PR #2375, opened 2021-10-07
Allow ^6.0 for symfony/*

franmomu:
|      Q       |   A
|------------- | -----------
| Type         | improvement
| BC Break     | no
| Fixed issues | 

#### Summary

Follow-up of https://github.com/doctrine/mongodb-odm/pull/2370 adding a job to test it: https://github.com/doctrine/mongodb-odm/pull/2375/checks?check_run_id=3824035674

PR #2380, opened 2021-10-14
Drop support of unsupported Symfony versions

franmomu:
|      Q       |   A
|------------- | -----------
| Type         | improvement
| BC Break     | no
| Fixed issues | 

#### Summary

Ref: https://github.com/doctrine/mongodb-odm/pull/2375#discussion_r728641746

I've looked for: `method_exists`, `interface_exists`, `symfony 3.4` and I haven't found anything, so I guess there are no BC layers.

### DIFF
--- a/composer.json
+++ b/composer.json
@@ -35,9 +35,9 @@
         "jean85/pretty-package-versions": "^1.3.0 || ^2.0.1",
         "mongodb/mongodb": "^1.2.0",
         "psr/cache": "^1.0 || ^2.0 || ^3.0",
-        "symfony/console": "^3.4 || ^4.1 || ^5.0",
+        "symfony/console": "^4.4 || ^5.3",
         "symfony/deprecation-contracts": "^2.2",
-        "symfony/var-dumper": "^3.4 || ^4.1 || ^5.0"
+        "symfony/var-dumper": "^4.4 || ^5.3"
     },
     "require-dev": {
         "ext-bcmath": "*",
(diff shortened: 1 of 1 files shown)


IonBazan:
Initially I proposed that in #2375 but now when I think about it, ORM is supporting all versions from 3.0 to 6.0 without any maintenance overhead as Doctrine does not touch any Console nor VarDumper features that have changed recently. Since this is not a Symfony Bundle but a library, providing support for wide range of dependencies' versions is desired.

franmomu:
I'm fine with that. Checking this, I've realised that we are not testing those versions though.

`phpbench/phpbench` requires symfony/console ^4.2: https://github.com/phpbench/phpbench/blob/b1ea39a7a3cf996065638fd416f3653bcb5a5aa3/composer.json#L26

`symfony/cache` 4.4 requires `symfony/var-dump` ^4.2: https://github.com/symfony/cache/blob/8810b1addbd271245af891f5ffca90a5ab5eb8f2/composer.json#L31

IonBazan:
@franmomu should we use the `vendor-bin` plugin then? Or maybe try allowing super old versions of these tools like ORM did: https://github.com/doctrine/orm/blob/416aa1d2d71c8d1796781c3f57b17ba26debde26/composer.json#L41

franmomu:
In https://github.com/doctrine/mongodb-odm/pull/2375 I've removed `phpbench/phpbench` when executing PHPUnit tests that allows to use Symfony 6 and console 3.4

◇ ◇ ◇ ◇ ◇

## WHAT THE TASK ASKS:
Wherever the word "cache" turns up in a line of the entries above, copy that line.

## REPLY:
         "psr/cache": "^1.0 || ^2.0 || ^3.0",
`symfony/cache` 4.4 requires `symfony/var-dump` ^4.2: https://github.com/symfony/cache/blob/8810b1addbd271245af891f5ffca90a5ab5eb8f2/composer.json#L31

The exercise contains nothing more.